Predicting hurricanes and tropical storms isn't an exact science, as illustrated by the 2006 storm season. Or more precisely, predicting hurricane landfall isn't something done with certainty, and is a bit like gazing into a hazy crystal ball with bifocals (there were five hurricanes in 2006, but all stayed at sea). But one thing forecasting fortune-tellers have agreed on is that slow hurricane seasons will be the exception, not the rule, for the next several years.
Those predictions took a step towards fact last month, when Tropical Storm Andrea formed a full three weeks before the official start of the 2007 storm season. The event was a rare one for the month of May, according to the Atlantic Oceanographic and Meteorological Laboratory, because 97 percent of tropical activity takes place during the traditional tropical storm season, which starts every June 1st and continues until the end of November. Since 1851, only 18 tropical storms and four hurricanes have occurred in May, and none of them made landfall. Hurricane Alma was the earliest hurricane hit U.S. shores when it made landfall as a Category 1 hurricane on June 9, 1966.
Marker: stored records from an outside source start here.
PR #712, opened 2022-07-03
Implement function to find inflection points of a Bezier curve

linda-zheng:
Implemented `unrestricted_inflections` and `inflections`  functions in bezier-rs directory.
- `unrestricted_inflections` finds the t-values corresponding to the inflection points of the curve.
- `inflections` calls `unrestricted_inflections` and filters the t-values, only keeping the t-values between [0, 1].

 Added inflection section to the UI.


bezier-rs/docs/interactive-docs/wasm/src/lib.rs
```diff
@@ -107,4 +107,9 @@ impl WasmBezier {
 		let local_extrema = self.0.local_extrema();
 		JsValue::from_serde(&serde_json::to_string(&local_extrema).unwrap()).unwrap()
 	}
+
+	pub fn inflections(&self) -> JsValue {
+		let inflections = self.0.inflections();
+		JsValue::from_serde(&serde_json::to_string(&inflections).unwrap()).unwrap()
```
RobNadal, line 113: Could we create a template function that does the `serde` / `json` wrapping and then use it both here and in extrema?

RobNadal (changes requested):
I think we should test the alternative implementation for inflection which involves rotating the curve, to see if it's a cleaner solution. @hannahli2010 already has that functionality on the line-intersection branch, so it shouldnt be too difficult.

RobNadal (approved):

bezier-rs/lib/src/lib.rs
```diff
@@ -721,6 +721,48 @@ impl Bezier {
...
+		match self.handles {
+			// There exists no inflection points for linear and quadratic beziers.
+			BezierHandles::Linear => Vec::new(),
+			BezierHandles::Quadratic { .. } => Vec::new(),
+			BezierHandles::Cubic { .. } => {
+				// Axis align the curve.
+				let translated_bezier = self.translate(-self.start);
+				let angle = translated_bezier.end.angle_between(DVec2::new(1., 0.));
+				let rotated_bezier = translated_bezier.rotate(angle);
+				match rotated_bezier.handles {
```
Keavon, line 738: Use `if let` instead of `match`.

Keavon: @linda-zheng thanks for the changes. For future reference, please click "Resolve conversation" for anything that's been taken care of so it simplifies the view of what's left to be done. Thanks for the 👍 though, I've gone ahead and clicked resolve on all the ones you gave that reaction for.

Keavon:
We have some merge conflicts as a result of the PR that merged today, and one unresolved comment from Rob. If we can resolve those issues, feel free to hit merge.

Andrea's early start supports predictions made by Colorado State University hurricane experts Philip J. Klotzbach and William M. Gray. In April, they issued a revised prediction from their initial Dec. 2006 report, and increased the number of anticipated named storms from 14 to 17 named storms. And instead of seven hurricane-strength storms, they are predicting nine, with five storms expected to reach Category 3 strength or higher. The predictions are based on statistical data from the two months prior to the forecast date in order to give current conditions more weight over data compiled over the course of years and decades, a new technique adopted for this year's reports.